• [Activity]: Identify each line in the records below that contains the word "runtime", and copy it.

• [Stored data entries]:
PR #2493, opened 2025-05-22
Update get_one to not require a second trip to database for on_multiple=interchangeable

jonathangreen:
## Description

When we call `get_one` with `on_multiple="interchangeable"` we have to make a second call to the database if we get multiple row. Update the call to set a limit any time we have `interchangeable` results, to save an extra trip to the database.

## Motivation and Context

I noticed this while working on the other test performance improvements. I don't think this will provide any measurable gain in speed, but it does impact production since its in `get_one` and its nice to save the database roundtrip when we can.

## How Has This Been Tested?

- Running unit tests.

## Checklist


tdilauro (approved):
Great catch! And a very elegant solution. 🚀

PR #2519, opened 2025-06-12
[PP-1469] convert work classify unchecked to celery

dbernstein:
## Description
This PR refactors the work classification for unchecked subjects script's implementation into the celery framework, making use of the redis set for storing work_id and calculation policy tuples for later processing.   The celery task scheduler kicks off the unchecked subject processing once a day as before.   I've also preserved the ability to manually kick off the task via a script. 

## Motivation and Context
This PR converts the work classification for unchecked subjects script to use the celery task framework.

https://ebce-lyrasis.atlassian.net/browse/PP-1469

## Checklist


jonathangreen:
> @tdilauro or @jonathangreen : I'm not sure how to fix this mypy issue. Per the comment, just adding the Work type fixes mypy but causes the test to fail. It's not clear to me why it doesn't work. Any suggestions would be appreciated.

Type annotations with sqlalchemy are tricky since we are on version 1.4, and type support was much more experimental then. I think it'll be easier when we move to 2.x eventually, but to do that we need to address all our use of deprecated sqlalchemy features. So you may need the type ignores. 

That said, you will get further if you add:
```python
from __future__ import annotations
```

To the top of the file you are having trouble with. That will setup python so it doesn't evaluate type annotations at runtime for that file. That was supposed to become the default in newer versions of Python, and we import it in a number of our files already. 

After you add that `Query[Work]` will work as an annotation for by mypy and at runtime. Not sure if that will solve all the type issues here or not, but its worth trying.

dbernstein:
The reason I put DB Migration on there is because there is a migration of data from the workcoveragerecords table to the celery queue.  It is just happening outside of the alembic system.  It's true that there is no structural change to the database.  Nevertheless I think a major version change is warranted.  I'll defer to your judgement on the final call.

PR #2525, opened 2025-06-16
Refactor MockHttpClient to be pytest fixture

jonathangreen:
## Description

Refactor MockHttpClient to be pytest fixture. Previously it was a standalone class, but it makes more sense for it to be a fixture that other test functions can call in.

## Motivation and Context

This change was part of the work I'm doing in PP-2133. Breaking it out to its own PR, since PP-2133 is getting rather large.

## How Has This Been Tested?

- Running unit tests

## Checklist


dbernstein (approved):
Looks good!

PR #2543, opened 2025-06-23
Cleanup migration Axis 360 settings (PP-2133)

jonathangreen:
## Description

Removes the temporary validator in the `Axis360Settings` class and adds an alembic migration to set the new `server_nickname` key and remove the old `url` key.

## Motivation and Context

This is ready to go in now, but will need to be sequenced with the other migration waiting to go in: 
https://github.com/ThePalaceProject/circulation/pull/2513

Follow up migration for this PR: https://github.com/ThePalaceProject/circulation/pull/2540

## How Has This Been Tested?

- New unit test
- Ran some queries against our databases to make sure it covers all the cases I see there

## Checklist


dbernstein (approved):
Looks good!

PR #2549, opened 2025-06-23
[PP-2639] Add a new report to the inventory and holds reports zip tha…

dbernstein:
…t contains a list of holds with no remaining licenses.

## Description
This PR adds a a report to the inventory and holds report zip that is currently being generated.  The report contains holds that are associated with license pools without any owned copies and therefore will never be convertible to loans.

## Motivation and Context
We need to do the backend work to generate a report for libraries that lists all titles with holds but no remaining licenses. This report can be modelled after the current holds report.
https://ebce-lyrasis.atlassian.net/browse/PP-2639

## How Has This Been Tested?

I updated the unit tests which now cover the new functionality.  I will validate on minotaur once it is approved and merged.
## Checklist


src/palace/manager/celery/tasks/generate_inventory_and_hold_reports.py
```diff
@@ -104,10 +104,12 @@ def generate_report(
         )
     ]
 
+    MAX_LICENSE_COUNT = 1000 * 1000 * 1000 * 1000
```
dbernstein, line 107: An arbitrarily large number to represent the max license count.

tdilauro (approved):
I added a few suggestions and comments, but no showstoppers. So, this could go in as-is, if you don't want to make any changes.

PR #2553, opened 2025-06-25
Deprecate Axis 360 Datasource (PP-1911)

jonathangreen:
## Description

Update how deprecated data sources are handled:
- If a datasource using the old name exists, use it
- If it doesn't, create one using the new name

This will let us deprecate a datasource by:
1. Update `DEPRECATED_NAMES` to include the deprecated name
2. Put this into a release and roll it out everywhere
3. In a follow up, once we are running a version of the code the case deal with both the new and old names everywhere, do a DB update that updates the old name to the new name. 
4. Remove the deprecated name from `DEPRECATED_NAMES`.

This also updates the user facing references to the datasource name to display the new name, rather than the deprecated name.

This PR implements step 1 above. I will make a follow up PR to this one that implements step 3 & 4, which can go in once this PR is in a release.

• [Task output]:
To the top of the file you are having trouble with. That will setup python so it doesn't evaluate type annotations at runtime for that file. That was supposed to become the default in newer versions of Python, and we import it in a number of our files already. 
After you add that `Query[Work]` will work as an annotation for by mypy and at runtime. Not sure if that will solve all the type issues here or not, but its worth trying.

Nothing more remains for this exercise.